Removal of State Bar Membership Mandate for Arizona Attorneys Passes House Committee
By Corinne Murdock |
Arizona attorneys may no longer have to have membership within the State Bar of Arizona in order to practice law in the state. On Wednesday, the House Judiciary Committee passed a bill prohibiting the Arizona Supreme Court from requiring attorneys to have any organization membership in order to become or remain a licensed attorney. Like the bill’s passage in the Senate, the bill passed along party lines in committee.
State Senator Vince Leach (R-Tucson), the bill sponsor, shared that Attorney General Mark Brnovich had to hire an attorney to litigate a case because his attorneys were under State Bar investigation due to complaints from Secretary of State Katie Hobbs. Leach said that the secretary of state was “weaponizing a tool within the legal system.” However, he noted that those 12 bar complaints disappeared after he introduced the bill.

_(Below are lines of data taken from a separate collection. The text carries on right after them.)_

PR #545, opened 2023-06-26
Allow subscribing to table changes.

joewagner:
This was a feature request that's been in limbo for about three months.  I rebased and I'll open this after some clean up.  It's a fully backward compatible change, so would be a minor bump. We can take it or leave it, but seems like we are in a good spot to decide with the start of this season.

### DIFF
--- a/src/helpers/subscribe.ts
+++ b/src/helpers/subscribe.ts
@@ -12,14 +12,6 @@ import { extractBaseUrl, type Config } from "../helpers/index.js";
 // @ts-expect-error Seems like this package isn't setup to work with modern esm + ts
 const fromEmitter = asyncGenFromEmit.default;
 
-type ContractEventTableIdMap = Record<
-  string,
-  {
-    tableIdIndex: number;
-    emit: string;
-  }
->;
-
 type ContractMap = Record<number, TablelandTables>;
 
 interface ContractEventListener {
@@ -35,6 +27,17 @@ type ListenerMap = Record<
     tableId: string;
     emitter: EventEmitter;
     contractListeners: ContractEventListener[];
+  }
+>;
+
+type ContractEventTableIdMap = Record<
+  // the key is the event name in the Solidity contract
+  string,
+  {
+    // `tableIdIndex` is the index of the event's argument that contains the tableId
+    tableIdIndex: number;
+    // `emit` is the name of the event that will be emitted by the TableEventBus instance
+    emit: string;
   }
 >;
 
@@ -139,7 +142,7 @@ export class TableEventBus {
    * Remove a listener (or iterator) based on chain and tableId
    * @param params A TableIdentifier Object. Must have `chainId` and `tableId` keys.
    */
-  removeTableListener(params: TableIdentifier): void {
+  removeListener(params: TableIdentifier): void {
     if (params == null) {
       throw new Error("must provide chainId and tableId to remove a listener");
     }
@@ -167,9 +170,9 @@ export class TableEventBus {
         const listenerObjChainId = listenerObj.chainId.toString();
 
         if (listenerObjChainId === chainId) {
-          // the chainId of the contract and the Listener Object are the same
+          // If the chainId of the contract and the Listener Object are the same
           // then we want to dig into the Listener Object and for each event that
-          // the contract is listening to we call contract.off(eventName, eventListenerFunctionInstance)
+          // the contract is listening to we remove the listener
           for (let i = 0; i < listenerObj.contractListeners.length; i++) {
             const listenerEventFunc = listenerObj.contractListeners[i];
             contract.off(
@@ -185,7 +188,7 @@ export class TableEventBus {
     // the emitter listeners and delete the entries
     for (const listener in this.listeners) {
       const l = this.listeners[listener];
-      this.removeTableListener({
+      this.removeListener({
         chainId: l.chainId,
         tableId: l.tableId,
       });
@@ -195,6 +198,7 @@ export class TableEventBus {
   async _getContract(chainId: number): Promise<TablelandTables> {
     if (this.contracts[chainId] != null) return this.contracts[chainId];
     if (this.config.signer == null) {
+      /* c8 ignore next 2 */
       throw new Error("signer information is required to get contract");
     }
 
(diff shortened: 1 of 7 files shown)


sanderpick:
nice, cool to see this landed!

sanderpick:
i'll let @carsonfarmer do the review

src/helpers/subscribe.ts
```diff
@@ -0,0 +1,208 @@
+// TODO: need to see if EventEmitter works in the browser
+import { EventEmitter } from "node:events";
```
carsonfarmer, line 2: There are browser based alternatives if not. There might even be some that work in both.

src/helpers/subscribe.ts
```diff
@@ -0,0 +1,208 @@
...
+    chainId: number;
+    tableId: string;
+    emitter: EventEmitter;
+  }
+>;
+
+/**
+ * List of the Registry Contract events that will be emitted from the TableEventBus.
+ */
+// TODO: this is an awkward way to keep track of the index of the Events' tableId index
```
carsonfarmer, line 34: Is it? Seems ok to me?

src/helpers/subscribe.ts
```diff
@@ -0,0 +1,208 @@
...
+  /**
+   * Start listening to the Registry Contract for events that are associated
+   * with a given table.
+   * There's only ever one "listener" for a table, but the emitter that
+   * Contract listener has can have as many event listeners as the environment
+   * supports.
+   * @param tableName The full name of table that you want to listen for
+   * changes to.
+   */
+  async addTableListener(tableName: string): Promise<EventEmitter> {
```
carsonfarmer, line 85: Why `addTableListener` versus just `addListener`? Just because name clash with classic listener adding api?

src/helpers/subscribe.ts
```diff
@@ -0,0 +1,208 @@
...
+
+  _attachEmitter(
+    contract: TablelandTables,
+    emitter: EventEmitter,
+    tableIdentifier: TableIdentifier
+  ): void {
+    const { tableId, chainId } = tableIdentifier;
+    for (const key in contractEvents) {
+      const eve = contractEvents[key];
+      // TODO: might have to put the listener function in memory so we can remove it.
```
carsonfarmer, line 178: Should we handle these TODOs?

test/subscribe.test.ts
```diff
@@ -0,0 +1,56 @@
...
+
+    deepStrictEqual(results, []);
+    strictEqual(error, undefined);
+    match(tableName, /^test_table_subscribe_31337_\d+$/);
+
+    await meta.txn?.wait();
+  });
+
+  describe("addTableListener()", function () {
+    const eventBus = new TableEventBus(db.config);
```
carsonfarmer, line 33: This is pretty cool, I like this API design @joewagner!

joewagner:
> i'll let @carsonfarmer do the review

Sweet, sounds good!
I have another PR incoming that has more tests, some clean up, and the addition of an alternative async/await api

carsonfarmer (commented):
I think it is worth finishing this up and taking it out of draft mode!

src/helpers/subscribe.ts
joewagner: Definitely!  I've got a big set of changes that should handle these.  Should have it pushed in a few hours.

src/helpers/subscribe.ts
joewagner: I like it.  Not sure what my original thinking was, but I'll update it.

src/registry/contract.ts
```diff
@@ -23,7 +23,7 @@ export interface TableIdentifier {
   tableId: string;
 }
 
-async function getTableIdentifier(
+export async function getTableIdentifier(
```
joewagner, line 26: Need to export so this can be re-used in the subscribe helper.

test/validator.test.ts
```diff
@@ -114,45 +114,44 @@ describe("validator", function () {
...
           transactionHash,
         });
         match(receipt.error!, /.*msg: NOT NULL constraint failed:.*/);
       });
-      this.afterEach(() => {
-        db.config.autoWait = true;
-      });
-    });
 
-    describe("without autoWait", function () {
```
joewagner, line 143: This is not related to the PR, but I noticed that there seems to have been a copy-pasta gone wrong here.  There was an identical but separate `describe` for each of these tests, and two of the tests looked like they were testing the exact same thing.

joewagner (commented):
@carsonfarmer This is ready for a review.  Happy to jump in a chat if you want to run through it sync.

src/helpers/subscribe.ts
```diff
@@ -0,0 +1,281 @@
...
+import { type TablelandTables } from "@tableland/evm";
+import { pollTransactionReceipt } from "../validator/receipt.js";
+import {
+  getTableIdentifier,
+  getContractAndOverrides,
+  type TableIdentifier,
+} from "../registry/contract.js";
+import { extractBaseUrl, type Config } from "../helpers/index.js";
+
+// @ts-expect-error Seems like this package isn't setup to work with modern esm + ts
```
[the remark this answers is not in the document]
carsonfarmer: What about this one: https://github.com/rolftimmermans/event-iterator
Otherwise, I'm sure its fine?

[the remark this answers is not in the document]
carsonfarmer: By the way, this is a pretty useful resource: https://github.com/alanshaw/it-awesome

test/validator.test.ts
carsonfarmer: Huh, maybe a leftover merge conflict?

carsonfarmer (approved):
This looks really cool @joewagner! I love how it handles everything client-side. This is quite a clever solution to something that is actually quite tricky to deal with!

src/helpers/subscribe.ts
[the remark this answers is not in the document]
joewagner: I explored using the `event-iterator` package but it seems like it will be a little complicated to wrap an existing node.js EventEmitter instance.  Which feels odd since the description makes it sound like it would be the primary use-case, but all the examples are for streams, or browser events.
The async-generators package works as a one-liner, maybe we stick with that unless an issue arrises?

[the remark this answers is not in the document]
carsonfarmer: Yeh sure!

Leach added that many attorneys who wanted to speak on the bill didn’t show up because they were afraid of upsetting the status quo.

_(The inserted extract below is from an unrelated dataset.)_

PR #510, opened 2019-03-12
KYLIN-3867 Enable JDBC to use key store & trust store for https connection

kyotoYaho:


asfgit:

“They won’t come here because the State Bar, which is designed to protect the industry, and — if this is a word, if it’s not a word, I’m still going to say it — lawyering to look out for the good of the legal profession. You have members that are forced to pay $500-and-some-odd, don’t want to come here and say ‘Yeah there’s a problem with the bar,’” said Leach.
Leach encouraged the committee to view the State Bar as a corporation, and to question their practices and lobbying activities.
State Representative Neal Carter (R-Queen Creek) asked Leach if union membership was required for the practice of other professions in the state, to which Leach replied no — Arizona is a right to work state.
State Bar of Arizona President Jennifer Rebholz expressed opposition to the bill, arguing that the Arizona Supreme Court should have its decision to require bar membership respected as a matter of separation of powers. The representative insisted that the state bar wasn’t a union, but rather a conduit for the will and disciplinary authority of the supreme court.
Carter recounted the history behind state bars, pointing to the feudalist systems which required a state bar of sorts to act as an intermediary between the courts and the people. He expressed concern about the fact that attorneys didn’t testify on the bill out of fear of retaliation from the State Bar.
“It seems to me the whole system was borne out of a kind of restricting access idea and that today it drives up cost for legal services, so that those who need it the most — indigent people, people accused of crimes and so on, particularly adversely affects minorities and others than those who have the money to pay for lawyers because it drives up costs,” said Carter. “I also think it makes it harder for those people to join the profession themselves. It really is a sort of anti-democratic, anti-American, anti-equality, anti-access to justice system.”
State Representative Mark Finchem (R-Oro Valley) insisted that individuals weaponize the bar and that it should function more as a service organization, not a labor union. State Representative Jacqueline Parker (R-Mesa) added that the State Bar was far from unbiased.
In their opposition, committee Democrats concurred with Rebholz’s perspective that the State Bar was crucial to the separation of powers.